All three fields are required when retry: is present:

Field Type Description
max_attempts integer Number of retry attempts after the initial failure. Must be at least 1. Total calls = max_attempts + 1.
initial_backoff duration string Delay before the first retry (e.g. 100ms, 1s).
max_backoff duration string Upper bound on any single backoff delay. Must be >= initial_backoff.

How it works

Sonda uses exponential backoff with full jitter:

base  = min(max_backoff, initial_backoff * 2^attempt)
sleep = random(0, base)

The jitter prevents synchronized retries when multiple sinks retry at the same time ("thundering herd"). Each retry attempt is logged to stderr:

sonda: retry 1/3 after 127ms (error: connection refused)
sonda: retry 2/3 after 312ms (error: connection refused)
sonda: all 3 retries exhausted (last error: connection refused)

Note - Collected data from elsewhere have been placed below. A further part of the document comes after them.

Issue #63, opened 2020-01-11
use github actions to build system images


alkazar:

tommy4st:
I tried to setup a build in Docker, but this failed because of the loop mount. When using ostree, you probably don't need to loop mount anymore and it will possibly work. I tried to set up a Docker container based on the [Arch image](https://hub.docker.com/_/archlinux), where all dependencies are installed. (It's a little bit difficult because makepkg won't run as root)

```sh
export BASE="$PWD"
pacman -Suy --noconfirm
pacman -S --needed --noconfirm base-devel git btrfs-progs arch-install-scripts
cd /tmp
useradd -m someone
echo "someone ALL=(ALL) NOPASSWD: ALL" >> /etc/sudoers
sudo -u someone git clone https://aur.archlinux.org/pikaur.git
cd pikaur
sudo -u someone makepkg -fsri --noconfirm
cd $BASE
```

alkazar:
I think it should be possible to do this by doing the mount on the host system and doing the rest of the build in the docker container.

PR #84, opened 2020-03-24
Add docker support for building GamerOS images

ShadowApex:
This PR adds support for building GamerOS images in Docker, which addresses some points in #63. 

To get this to work, I needed to make a few modifications to `build.sh` to support running `pikaur` as a normal user. By default, `pikaur` will run as it did before, so these changes shouldn't have any effect building outside Docker.

Also added are optional image output directory environment variables which the Docker image uses to move the image file outside the container.

### DIFF
--- a/Dockerfile
+++ b/Dockerfile
@@ -1,0 +1,29 @@
+FROM archlinux:latest
+LABEL contributor="shadowapex@gmail.com"
+
+RUN echo -e "[multilib]\nInclude = /etc/pacman.d/mirrorlist\n" >> /etc/pacman.conf && \
+	pacman --noconfirm -Syy && \
+	pacman --noconfirm -Syu && \
+	pacman --noconfirm -S arch-install-scripts btrfs-progs pyalpm sudo && \
+	pacman --noconfirm -S --needed base-devel git && \
+	echo "%wheel ALL=(ALL) NOPASSWD: ALL" >> /etc/sudoers && \
+	useradd build -G wheel -m && \
+	su - build -c "git clone https://aur.archlinux.org/pikaur.git /tmp/pikaur" && \
+	su - build -c "cd /tmp/pikaur && makepkg -f" && \
+	pacman --noconfirm -U /tmp/pikaur/pikaur-*.pkg.tar.xz
+
+# Add a fake systemd-run script to workaround pikaur requirement.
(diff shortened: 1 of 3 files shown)


sharkwouter:
Oh wow, this seems to actually work. That's awesome!

I was not expecint this to be possible, because we used to run mkinitcpio in the build script. When did that change?

Dockerfile
```diff
@@ -0,0 +1,29 @@
+FROM archlinux:latest
+LABEL contributor="shadowapex@gmail.com"
+
+RUN echo -e "[multilib]\nInclude = /etc/pacman.d/mirrorlist\n" >> /etc/pacman.conf && \
+	pacman --noconfirm -Syy && \
+	pacman --noconfirm -Syu && \
+	pacman --noconfirm -S arch-install-scripts btrfs-progs pyalpm sudo && \
+	pacman --noconfirm -S --needed base-devel git && \
+	echo "%wheel ALL=(ALL) NOPASSWD: ALL" >> /etc/sudoers && \
```
sharkwouter: Do we even need sudo? The build runs as root

build.sh
```diff
@@ -8,9 +8,11 @@ if [ $EUID -ne 0 ]; then
 	exit 1
 fi
 
-SYSTEM_DESC=GamerOS
-SYSTEM_NAME=gameros
-USERNAME=gamer
+SYSTEM_DESC=${SYSTEM_NAME:-GamerOS}
+SYSTEM_NAME=${SYSTEM_NAME:-gameros}
+USERNAME=${USERNAME:-gamer}
+BUILD_USER=${BUILD_USER:-}
```
sharkwouter: I'm not sure if this pull request should include adding support for building packages with a specified user, especially since the docker image doesn't seem to use it.

Dockerfile
ShadowApex: Yes, `sudo` is needed as pikaur runs as a non-root user. This is done because pikaur spawns package builds using `systemd-run` to build packages as non-root, but the container does not have systemd running as its init process.

build.sh
ShadowApex: @sharkwouter Allowing a different build user is essential to getting it to work in Docker. You can see that it's used in the [Dockerfile](/Dockerfile) defined as an environment variable. This is done because pikaur spawns package builds using `systemd-run` to build packages as non-root, but the container does not have systemd running as its init process.

sharkwouter:
Thanks for the explanations! I see no issues with it then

If all retries are exhausted, the batch is discarded. This prevents unbounded buffer growth -- since Sonda generates synthetic data, losing a batch is acceptable.

Error classification

Not all errors trigger retries. Each sink classifies errors as retryable (transient) or permanent:

Sink Retryable Not retried
http_push, remote_write, loki HTTP 5xx, 429 (rate limit), transport errors HTTP 4xx (except 429)
otlp_grpc UNAVAILABLE, DEADLINE_EXCEEDED, RESOURCE_EXHAUSTED INVALID_ARGUMENT, UNAUTHENTICATED
kafka All produce errors (typically transient broker/network issues) --
tcp Connection reset, broken pipe (reconnects automatically) --

Warning

Permanent errors (like a 401 Unauthorized or a malformed request returning 400) are never retried. Sonda logs a warning and discards the batch immediately.

CLI flags

You can also configure retry from the command line with three flags. All three must be provided together (all-or-nothing):

sonda metrics --name cpu --rate 10 --duration 60s \
  --sink http_push --endpoint http://localhost:8428/api/v1/import/prometheus \
  --retry-max-attempts 3 --retry-backoff 100ms --retry-max-backoff 5s

CLI retry flags override any retry: block in the YAML scenario file. See CLI Reference for details.